• _EXERCISE_
The required lines are those that contain "updating"; pull them out of the data and copy them.

• _RECORDS PROVIDED_
━━━━━━

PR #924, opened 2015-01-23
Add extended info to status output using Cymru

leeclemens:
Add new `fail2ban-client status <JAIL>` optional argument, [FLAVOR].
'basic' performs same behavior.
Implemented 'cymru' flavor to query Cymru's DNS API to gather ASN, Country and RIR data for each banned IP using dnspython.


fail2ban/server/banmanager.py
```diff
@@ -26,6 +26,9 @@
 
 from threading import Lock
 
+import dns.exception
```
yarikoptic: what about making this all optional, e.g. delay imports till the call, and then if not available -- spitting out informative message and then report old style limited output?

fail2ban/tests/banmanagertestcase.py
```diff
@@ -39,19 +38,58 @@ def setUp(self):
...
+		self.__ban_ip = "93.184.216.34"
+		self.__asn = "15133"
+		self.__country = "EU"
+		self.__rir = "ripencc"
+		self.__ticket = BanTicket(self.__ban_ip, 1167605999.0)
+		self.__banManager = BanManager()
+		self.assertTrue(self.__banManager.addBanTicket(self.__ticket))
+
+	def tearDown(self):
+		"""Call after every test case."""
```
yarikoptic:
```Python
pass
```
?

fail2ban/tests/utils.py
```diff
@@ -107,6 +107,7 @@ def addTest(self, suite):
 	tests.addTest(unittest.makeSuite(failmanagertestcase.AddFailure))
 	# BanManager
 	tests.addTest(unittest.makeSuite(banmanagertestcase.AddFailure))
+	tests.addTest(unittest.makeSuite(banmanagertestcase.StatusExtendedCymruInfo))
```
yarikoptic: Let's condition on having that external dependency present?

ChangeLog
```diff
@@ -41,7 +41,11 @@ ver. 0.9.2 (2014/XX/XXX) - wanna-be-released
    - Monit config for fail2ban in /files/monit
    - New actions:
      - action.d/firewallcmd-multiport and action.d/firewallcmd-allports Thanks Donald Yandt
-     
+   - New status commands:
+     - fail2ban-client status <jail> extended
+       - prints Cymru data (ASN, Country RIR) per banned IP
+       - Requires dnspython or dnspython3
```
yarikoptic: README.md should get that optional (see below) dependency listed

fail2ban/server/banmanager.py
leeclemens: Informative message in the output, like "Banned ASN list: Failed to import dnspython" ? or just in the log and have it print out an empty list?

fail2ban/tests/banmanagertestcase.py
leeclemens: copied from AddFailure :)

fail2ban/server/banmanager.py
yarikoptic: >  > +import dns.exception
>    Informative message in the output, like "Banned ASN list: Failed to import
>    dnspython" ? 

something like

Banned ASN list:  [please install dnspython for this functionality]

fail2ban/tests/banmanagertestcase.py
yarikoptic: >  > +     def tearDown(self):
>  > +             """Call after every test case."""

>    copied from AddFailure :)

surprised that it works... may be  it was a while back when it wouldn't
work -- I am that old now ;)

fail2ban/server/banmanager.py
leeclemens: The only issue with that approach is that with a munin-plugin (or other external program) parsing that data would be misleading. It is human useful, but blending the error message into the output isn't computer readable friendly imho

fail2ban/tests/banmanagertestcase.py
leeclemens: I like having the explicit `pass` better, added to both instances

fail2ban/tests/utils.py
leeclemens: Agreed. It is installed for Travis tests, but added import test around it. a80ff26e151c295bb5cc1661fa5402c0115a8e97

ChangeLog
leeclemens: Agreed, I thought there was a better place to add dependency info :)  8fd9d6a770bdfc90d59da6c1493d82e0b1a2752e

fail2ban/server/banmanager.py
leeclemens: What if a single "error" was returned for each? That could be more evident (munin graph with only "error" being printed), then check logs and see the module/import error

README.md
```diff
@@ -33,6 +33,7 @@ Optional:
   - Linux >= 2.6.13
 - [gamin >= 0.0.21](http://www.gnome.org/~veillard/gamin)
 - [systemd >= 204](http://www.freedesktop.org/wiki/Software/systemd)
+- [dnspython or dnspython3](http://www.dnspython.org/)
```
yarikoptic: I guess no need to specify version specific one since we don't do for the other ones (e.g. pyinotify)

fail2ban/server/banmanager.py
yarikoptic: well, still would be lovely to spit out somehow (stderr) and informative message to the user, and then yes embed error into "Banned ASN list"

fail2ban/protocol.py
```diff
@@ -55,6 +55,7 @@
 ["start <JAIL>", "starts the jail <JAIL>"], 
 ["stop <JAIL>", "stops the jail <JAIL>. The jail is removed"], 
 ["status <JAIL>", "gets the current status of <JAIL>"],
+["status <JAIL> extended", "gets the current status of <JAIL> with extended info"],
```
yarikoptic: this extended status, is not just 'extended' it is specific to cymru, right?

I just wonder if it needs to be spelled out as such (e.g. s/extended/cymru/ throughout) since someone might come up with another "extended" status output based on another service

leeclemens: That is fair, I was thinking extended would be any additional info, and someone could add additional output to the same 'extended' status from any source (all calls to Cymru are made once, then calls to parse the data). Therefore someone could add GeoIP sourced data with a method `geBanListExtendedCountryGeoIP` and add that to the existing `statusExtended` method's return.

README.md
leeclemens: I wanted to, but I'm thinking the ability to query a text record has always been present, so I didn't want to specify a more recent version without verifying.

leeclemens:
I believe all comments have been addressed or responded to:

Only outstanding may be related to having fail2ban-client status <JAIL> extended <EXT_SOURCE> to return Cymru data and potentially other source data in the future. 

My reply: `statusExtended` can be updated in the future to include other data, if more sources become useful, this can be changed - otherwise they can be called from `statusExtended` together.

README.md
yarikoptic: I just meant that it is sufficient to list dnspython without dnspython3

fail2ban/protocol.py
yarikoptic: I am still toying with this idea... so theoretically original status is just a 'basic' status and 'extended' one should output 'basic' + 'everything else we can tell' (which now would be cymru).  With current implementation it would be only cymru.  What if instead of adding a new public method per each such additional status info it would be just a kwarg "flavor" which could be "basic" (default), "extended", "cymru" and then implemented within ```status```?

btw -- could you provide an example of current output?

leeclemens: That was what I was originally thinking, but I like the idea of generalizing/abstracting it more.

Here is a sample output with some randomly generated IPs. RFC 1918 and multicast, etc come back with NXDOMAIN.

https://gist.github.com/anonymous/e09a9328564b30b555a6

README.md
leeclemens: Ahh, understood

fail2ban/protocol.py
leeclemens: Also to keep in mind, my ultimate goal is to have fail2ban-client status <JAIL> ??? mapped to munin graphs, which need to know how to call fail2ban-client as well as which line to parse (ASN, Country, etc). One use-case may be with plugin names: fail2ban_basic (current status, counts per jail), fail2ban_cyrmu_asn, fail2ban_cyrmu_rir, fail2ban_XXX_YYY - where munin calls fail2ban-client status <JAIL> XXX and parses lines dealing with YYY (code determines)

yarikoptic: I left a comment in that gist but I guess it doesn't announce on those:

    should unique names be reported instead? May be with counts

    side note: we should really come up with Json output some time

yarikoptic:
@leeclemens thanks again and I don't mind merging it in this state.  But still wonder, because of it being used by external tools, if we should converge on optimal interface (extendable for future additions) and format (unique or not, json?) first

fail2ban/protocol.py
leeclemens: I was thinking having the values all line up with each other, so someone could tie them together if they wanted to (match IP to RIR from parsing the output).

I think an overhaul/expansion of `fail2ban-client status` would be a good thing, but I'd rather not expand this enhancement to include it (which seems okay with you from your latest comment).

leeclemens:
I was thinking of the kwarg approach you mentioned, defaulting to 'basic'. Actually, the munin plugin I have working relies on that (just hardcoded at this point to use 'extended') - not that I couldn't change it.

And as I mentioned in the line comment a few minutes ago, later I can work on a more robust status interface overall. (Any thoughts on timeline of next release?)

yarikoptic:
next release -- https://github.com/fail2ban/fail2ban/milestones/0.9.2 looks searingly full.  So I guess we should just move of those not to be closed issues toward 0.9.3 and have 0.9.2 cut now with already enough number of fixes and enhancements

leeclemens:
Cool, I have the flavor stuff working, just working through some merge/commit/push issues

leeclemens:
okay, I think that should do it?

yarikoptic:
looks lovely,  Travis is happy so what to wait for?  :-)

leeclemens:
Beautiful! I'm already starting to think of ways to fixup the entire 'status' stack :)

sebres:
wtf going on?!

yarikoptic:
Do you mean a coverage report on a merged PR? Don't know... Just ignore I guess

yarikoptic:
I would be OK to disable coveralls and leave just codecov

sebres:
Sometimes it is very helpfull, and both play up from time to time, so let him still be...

━━━━━━

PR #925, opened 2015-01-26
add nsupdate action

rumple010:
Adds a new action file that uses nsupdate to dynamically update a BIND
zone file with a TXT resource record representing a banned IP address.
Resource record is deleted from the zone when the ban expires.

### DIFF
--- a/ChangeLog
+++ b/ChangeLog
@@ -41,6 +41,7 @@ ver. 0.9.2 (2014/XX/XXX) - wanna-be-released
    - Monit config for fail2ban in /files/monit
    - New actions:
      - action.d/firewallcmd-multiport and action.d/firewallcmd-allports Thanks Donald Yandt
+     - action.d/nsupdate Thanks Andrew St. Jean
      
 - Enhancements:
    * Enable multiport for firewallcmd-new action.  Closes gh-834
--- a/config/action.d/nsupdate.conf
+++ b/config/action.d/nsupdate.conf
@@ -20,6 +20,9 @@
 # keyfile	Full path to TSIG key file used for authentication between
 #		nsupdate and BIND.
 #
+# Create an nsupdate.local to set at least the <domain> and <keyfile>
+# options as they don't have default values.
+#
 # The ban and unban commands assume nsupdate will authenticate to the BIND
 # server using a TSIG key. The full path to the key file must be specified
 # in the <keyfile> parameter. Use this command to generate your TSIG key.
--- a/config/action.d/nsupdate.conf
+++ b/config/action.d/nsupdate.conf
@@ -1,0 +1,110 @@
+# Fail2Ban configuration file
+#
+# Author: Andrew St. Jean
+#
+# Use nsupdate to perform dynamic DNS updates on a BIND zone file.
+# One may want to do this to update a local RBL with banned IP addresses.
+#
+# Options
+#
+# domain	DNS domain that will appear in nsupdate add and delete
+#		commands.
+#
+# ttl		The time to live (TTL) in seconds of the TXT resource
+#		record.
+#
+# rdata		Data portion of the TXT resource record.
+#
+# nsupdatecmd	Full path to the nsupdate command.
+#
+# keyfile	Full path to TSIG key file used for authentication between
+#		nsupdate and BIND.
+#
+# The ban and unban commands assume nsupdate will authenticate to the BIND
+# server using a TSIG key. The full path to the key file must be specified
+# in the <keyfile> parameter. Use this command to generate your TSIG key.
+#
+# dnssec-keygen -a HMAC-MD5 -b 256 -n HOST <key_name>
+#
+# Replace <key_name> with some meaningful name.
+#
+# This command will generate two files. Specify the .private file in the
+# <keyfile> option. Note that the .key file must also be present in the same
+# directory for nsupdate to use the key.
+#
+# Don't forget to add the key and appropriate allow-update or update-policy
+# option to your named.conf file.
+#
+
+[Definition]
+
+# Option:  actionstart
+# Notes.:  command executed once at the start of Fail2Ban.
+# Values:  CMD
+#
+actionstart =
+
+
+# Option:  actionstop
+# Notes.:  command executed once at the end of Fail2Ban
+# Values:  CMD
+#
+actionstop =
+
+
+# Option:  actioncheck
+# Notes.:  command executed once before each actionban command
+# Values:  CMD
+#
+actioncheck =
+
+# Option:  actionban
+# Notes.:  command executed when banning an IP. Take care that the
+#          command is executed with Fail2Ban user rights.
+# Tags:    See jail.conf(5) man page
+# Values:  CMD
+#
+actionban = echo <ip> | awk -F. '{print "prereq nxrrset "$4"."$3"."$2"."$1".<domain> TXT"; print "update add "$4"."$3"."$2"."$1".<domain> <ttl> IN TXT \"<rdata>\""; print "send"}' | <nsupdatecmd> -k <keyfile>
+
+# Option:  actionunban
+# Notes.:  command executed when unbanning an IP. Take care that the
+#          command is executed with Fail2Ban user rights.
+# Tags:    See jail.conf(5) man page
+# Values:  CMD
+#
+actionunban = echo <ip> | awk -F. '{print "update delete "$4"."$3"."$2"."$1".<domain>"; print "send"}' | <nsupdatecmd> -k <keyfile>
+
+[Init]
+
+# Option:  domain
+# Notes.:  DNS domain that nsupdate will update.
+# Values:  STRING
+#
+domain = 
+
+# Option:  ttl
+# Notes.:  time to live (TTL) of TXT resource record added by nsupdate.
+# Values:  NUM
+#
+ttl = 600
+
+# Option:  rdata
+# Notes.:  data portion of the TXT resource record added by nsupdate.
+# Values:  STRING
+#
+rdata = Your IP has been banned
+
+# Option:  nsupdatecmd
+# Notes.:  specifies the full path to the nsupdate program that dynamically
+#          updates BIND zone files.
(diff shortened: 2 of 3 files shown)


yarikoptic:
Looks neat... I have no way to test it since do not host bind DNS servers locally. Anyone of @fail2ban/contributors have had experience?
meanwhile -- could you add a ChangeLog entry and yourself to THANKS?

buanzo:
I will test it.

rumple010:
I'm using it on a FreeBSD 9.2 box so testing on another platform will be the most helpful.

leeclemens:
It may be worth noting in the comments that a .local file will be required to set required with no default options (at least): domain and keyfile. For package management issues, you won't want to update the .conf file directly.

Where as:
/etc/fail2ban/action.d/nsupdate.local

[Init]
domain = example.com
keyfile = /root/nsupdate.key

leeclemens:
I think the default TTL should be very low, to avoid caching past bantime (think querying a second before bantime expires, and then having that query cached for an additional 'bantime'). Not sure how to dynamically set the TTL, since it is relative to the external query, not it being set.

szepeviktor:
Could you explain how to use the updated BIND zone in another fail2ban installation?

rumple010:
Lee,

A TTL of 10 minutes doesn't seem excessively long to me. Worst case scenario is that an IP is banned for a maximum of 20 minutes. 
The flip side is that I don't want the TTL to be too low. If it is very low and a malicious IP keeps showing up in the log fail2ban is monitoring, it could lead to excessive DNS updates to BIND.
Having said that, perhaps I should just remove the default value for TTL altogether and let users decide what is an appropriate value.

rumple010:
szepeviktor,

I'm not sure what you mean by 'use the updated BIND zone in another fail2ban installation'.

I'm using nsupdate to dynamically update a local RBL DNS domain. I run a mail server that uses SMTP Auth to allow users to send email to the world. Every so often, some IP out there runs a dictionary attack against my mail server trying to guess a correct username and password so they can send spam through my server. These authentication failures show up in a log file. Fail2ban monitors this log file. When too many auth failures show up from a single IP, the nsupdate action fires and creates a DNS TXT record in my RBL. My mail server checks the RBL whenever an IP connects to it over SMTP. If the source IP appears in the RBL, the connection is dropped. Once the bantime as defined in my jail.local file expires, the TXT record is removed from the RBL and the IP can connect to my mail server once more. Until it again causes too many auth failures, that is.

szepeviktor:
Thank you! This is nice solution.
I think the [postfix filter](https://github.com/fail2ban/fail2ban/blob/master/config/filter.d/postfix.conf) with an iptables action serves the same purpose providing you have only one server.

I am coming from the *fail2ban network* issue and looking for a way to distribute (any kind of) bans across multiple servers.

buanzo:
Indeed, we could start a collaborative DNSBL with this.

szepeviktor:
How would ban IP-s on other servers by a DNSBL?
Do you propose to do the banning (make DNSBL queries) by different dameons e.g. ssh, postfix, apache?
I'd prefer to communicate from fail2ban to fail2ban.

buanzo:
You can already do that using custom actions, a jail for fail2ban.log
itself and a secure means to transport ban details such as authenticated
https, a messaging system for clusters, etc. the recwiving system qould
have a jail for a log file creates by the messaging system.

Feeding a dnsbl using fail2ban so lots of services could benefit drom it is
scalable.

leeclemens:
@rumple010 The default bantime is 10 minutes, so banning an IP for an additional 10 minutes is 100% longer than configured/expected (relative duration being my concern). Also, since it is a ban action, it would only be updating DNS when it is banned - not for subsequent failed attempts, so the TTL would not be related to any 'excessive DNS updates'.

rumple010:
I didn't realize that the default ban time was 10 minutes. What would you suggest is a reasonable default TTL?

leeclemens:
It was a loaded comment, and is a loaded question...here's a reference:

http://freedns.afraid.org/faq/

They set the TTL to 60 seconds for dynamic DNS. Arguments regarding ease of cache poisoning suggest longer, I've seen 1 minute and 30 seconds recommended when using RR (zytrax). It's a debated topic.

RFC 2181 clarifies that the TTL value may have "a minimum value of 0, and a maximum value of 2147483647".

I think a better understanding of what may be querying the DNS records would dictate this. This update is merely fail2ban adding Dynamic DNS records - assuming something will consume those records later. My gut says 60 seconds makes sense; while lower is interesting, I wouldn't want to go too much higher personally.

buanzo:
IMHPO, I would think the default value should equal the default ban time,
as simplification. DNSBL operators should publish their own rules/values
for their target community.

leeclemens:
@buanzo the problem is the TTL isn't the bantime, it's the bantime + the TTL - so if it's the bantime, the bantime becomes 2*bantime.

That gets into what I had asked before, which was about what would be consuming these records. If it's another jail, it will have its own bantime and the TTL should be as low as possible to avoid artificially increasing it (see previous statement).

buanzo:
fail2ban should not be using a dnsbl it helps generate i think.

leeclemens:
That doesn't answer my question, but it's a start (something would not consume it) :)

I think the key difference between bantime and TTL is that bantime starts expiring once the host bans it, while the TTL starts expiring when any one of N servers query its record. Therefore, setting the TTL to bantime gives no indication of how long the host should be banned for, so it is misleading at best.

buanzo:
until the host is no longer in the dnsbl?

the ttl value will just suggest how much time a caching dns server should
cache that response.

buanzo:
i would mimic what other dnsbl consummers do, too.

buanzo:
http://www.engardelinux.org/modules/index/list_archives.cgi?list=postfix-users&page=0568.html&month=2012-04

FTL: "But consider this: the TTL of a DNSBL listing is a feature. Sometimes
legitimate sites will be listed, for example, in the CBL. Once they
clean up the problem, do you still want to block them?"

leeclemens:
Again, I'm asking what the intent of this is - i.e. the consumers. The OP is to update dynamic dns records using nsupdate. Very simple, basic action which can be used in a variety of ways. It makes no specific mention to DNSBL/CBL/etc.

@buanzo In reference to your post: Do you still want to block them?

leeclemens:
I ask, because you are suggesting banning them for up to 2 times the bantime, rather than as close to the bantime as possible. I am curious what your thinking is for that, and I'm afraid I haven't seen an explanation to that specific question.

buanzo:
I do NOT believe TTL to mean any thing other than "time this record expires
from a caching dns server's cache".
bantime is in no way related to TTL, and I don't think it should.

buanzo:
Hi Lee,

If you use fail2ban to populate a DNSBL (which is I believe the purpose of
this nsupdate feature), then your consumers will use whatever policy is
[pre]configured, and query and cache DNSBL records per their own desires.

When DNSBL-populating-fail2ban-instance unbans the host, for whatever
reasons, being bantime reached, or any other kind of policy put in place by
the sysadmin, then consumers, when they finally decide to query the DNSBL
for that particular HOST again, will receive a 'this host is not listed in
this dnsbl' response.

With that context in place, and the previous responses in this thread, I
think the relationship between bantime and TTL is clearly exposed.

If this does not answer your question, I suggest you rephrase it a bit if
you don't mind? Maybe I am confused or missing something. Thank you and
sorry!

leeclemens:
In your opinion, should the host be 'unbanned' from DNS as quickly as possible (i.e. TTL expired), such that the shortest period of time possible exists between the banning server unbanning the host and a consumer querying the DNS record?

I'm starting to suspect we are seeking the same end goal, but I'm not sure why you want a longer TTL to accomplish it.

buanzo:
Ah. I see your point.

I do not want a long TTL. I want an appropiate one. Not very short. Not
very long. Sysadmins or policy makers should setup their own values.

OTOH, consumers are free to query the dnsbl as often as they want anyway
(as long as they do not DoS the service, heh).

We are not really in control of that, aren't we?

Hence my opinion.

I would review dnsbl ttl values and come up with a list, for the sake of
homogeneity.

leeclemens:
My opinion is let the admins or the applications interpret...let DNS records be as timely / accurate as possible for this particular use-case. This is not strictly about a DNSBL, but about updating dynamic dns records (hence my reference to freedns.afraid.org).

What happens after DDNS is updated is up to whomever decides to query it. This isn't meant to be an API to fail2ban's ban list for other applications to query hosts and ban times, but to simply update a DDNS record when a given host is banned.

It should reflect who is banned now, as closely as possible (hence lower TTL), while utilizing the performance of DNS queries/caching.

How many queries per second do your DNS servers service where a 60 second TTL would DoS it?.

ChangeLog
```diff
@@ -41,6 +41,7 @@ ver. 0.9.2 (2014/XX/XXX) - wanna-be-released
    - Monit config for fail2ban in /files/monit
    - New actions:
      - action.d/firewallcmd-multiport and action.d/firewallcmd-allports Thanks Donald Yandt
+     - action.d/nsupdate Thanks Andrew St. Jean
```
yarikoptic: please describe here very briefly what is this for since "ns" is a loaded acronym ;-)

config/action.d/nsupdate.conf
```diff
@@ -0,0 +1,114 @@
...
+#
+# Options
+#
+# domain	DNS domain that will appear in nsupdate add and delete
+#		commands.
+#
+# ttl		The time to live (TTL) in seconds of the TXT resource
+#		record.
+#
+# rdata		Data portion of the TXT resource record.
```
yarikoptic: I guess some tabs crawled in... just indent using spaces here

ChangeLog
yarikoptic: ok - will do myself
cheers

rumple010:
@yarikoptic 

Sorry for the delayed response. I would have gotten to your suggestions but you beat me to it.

━━━━━━

• _RESULT OF THE TASK_
@rumple010 The default bantime is 10 minutes, so banning an IP for an additional 10 minutes is 100% longer than configured/expected (relative duration being my concern). Also, since it is a ban action, it would only be updating DNS when it is banned - not for subsequent failed attempts, so the TTL would not be related to any 'excessive DNS updates'.
My opinion is let the admins or the applications interpret...let DNS records be as timely / accurate as possible for this particular use-case. This is not strictly about a DNSBL, but about updating dynamic dns records (hence my reference to freedns.afraid.org).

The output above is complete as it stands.